また「貊」は「狛」という漢字と意味が同じで形が異なる「同字」といわれているため、のちに「高麗犬」は「狛犬」になったともいわれています。
段々と変わっていく見た目
前述の通り、高句麗から2頭の獅子像が日本に伝わったのが狛犬の始まりです。
そのため、当初の日本でも左右共通で獅子の姿をした像を狛犬と呼んでいました。
平安時代に入ると、日本人は「非対称性」にも美意識を持つようになります。
そこから、獅子の片方は角を持った犬へと変化しました。
名前もまとめて「狛犬」と呼ばず、角が有る方を『狛犬』、角が無い方が『獅子』と呼ぶようになりました。
もう一つの大きな変化は、口の開き方です。
仏教の真言に『阿吽(あうん)』というものがあります。
神仏を表す文字「梵字(ぼんじ)」の中で、全く妨げのない状態で口を大きく開いた時の音「阿(あ)」と口を完全に閉じたときの音「吽(うん)」が、宇宙の始まりから終わりを表す言葉とされています。
この思想から、口を開いた像を「阿形(あぎょう)」、口を閉じた像を「吽形(うんぎょう)」といい、2体を一対として安置するようになります。
寺院の入り口にある「金剛力士像(仁王像)」は、阿吽を取り入れた典型的な像です。
狛犬も同様に、獅子が「阿形」、狛犬が「吽形」の姿になりました。
また、神社に向かって右側に獅子、左側に狛犬を配置するのが一般的です。
狛犬のお仕事
王の権力や力の象徴として飾られた獅子がモチーフの狛犬。
日本にやってきた当初も「天皇の威厳を示す・玉体守護」の役割が強かったようです。
そのうち守護だけでなく魔除けとしての役割を担うようになり、神様を守る存在として神社設置されるようになるのです。
また神社との関係性が強くなってくると、神様のご利益にも関連付けられます。
例えば、夫婦円満を担った狛犬は、オスとメスの一対で設置されていることがあります。
子孫繁栄を担うと、狛犬の傍に子どもを連れている『子取り(ことり)』。
家運隆盛だと、運気が良く転がるようにと玉を持たせた『玉取り(たまどり)』など、様々な役割を持っています。
変化しているのは持っている物だけではありません。
神社に祀られている神様の使いである『神使(しんし)』の動物の姿をしている狛犬も多いのです。
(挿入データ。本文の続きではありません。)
PR #24, opened 2018-01-19
Fixes #23

### LINKED ISSUE #23: Ignore package-lock.json
Since we already have `yarn.lock`. Ignore `package-lock.json` and avoid generating this using a project level .npmrc.

amit-mb:


package.json
```diff
@@ -17,6 +17,7 @@
     "build": "./build",
     "watch": "webpack --progress --colors --watch"
   },
+  "lock": false,
```
revathskumar: @amit-mb Can you point me to the documentation for this?

revathskumar:
@amit-mb Can have better commit message saying `ignore package-lock.json` or something like that. 😉

package.json
amit-mb: Sure, https://docs.npmjs.com/misc/config#package-lock

amit-mb: Actually referred this, https://github.com/npm/npm/issues/16867#issuecomment-324554854

revathskumar: Thats is just a proposal by someone. I don't think npm have any plan for this to implement.

emilsoman:
Yeah `Fixes #...` should go into the description. It works the same way of closing the issue when merged.

PR #28, opened 2018-01-23
Log request headers

amit-mb:
Logs requests on a per tab basis. Also fixes the button states across tabs.


app/manifest.json
```diff
@@ -5,13 +5,12 @@
   "version": "0.1",
 
   "background": {
-    "scripts": ["background.js"]
+    "scripts": ["background.js"],
+    "persistent": true
```
revathskumar: why we need this?

app/background.ts
```diff
@@ -8,83 +8,84 @@ interface Data {
...
-  findItem = (tabId : number) => {
-    // Not using a polyfill because this is supported in Chrome v. > 45. We
-    // might have to add some restriction in manifest related to this
-    const data = this.data.find(item => item.tabId === tabId) || DEFAULT_DATA;
-
-    // Lazy code for object cloning
-    return JSON.parse(JSON.stringify(data));
+class BackgroundWorker {
+  currentTab:number = -1;
+  data = {}
```
revathskumar: don't we need to specify type here?

app/message_service.ts
```diff
@@ -18,17 +18,12 @@ export function resetData(tabId: number) {
   chrome.tabs.sendMessage(tabId, {message: "RESET_DATA"});
 }
 
-export function getEnabledStatus(callback: GenericCallback) {
-  chrome.runtime.sendMessage({message: "GET_ENABLED_STATUS"}, callback);
+export function getEnabledStatus(tabId:number, callback: GenericCallback) {
+  chrome.runtime.sendMessage({message: "GET_ENABLED_STATUS", tabId: tabId }, callback);
```
revathskumar: instead of `{ tabId: tabId }` we can use `{ tabId }`

app/message_service.ts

十二支の動物の他、稲荷神社は「狐」、養蚕守護のためにネズミを退治する「猫」、伝説に基づいてなんと「河童」の姿をしたものもいます。
かつては強さを示す獅子像が、日本の文化と紐づき狛犬として活躍しています。
モチーフは同じですが、一つとして同じものはありません。
神社に参拝した時に狛犬を観察してみると、信仰の背景も見えて面白いですね。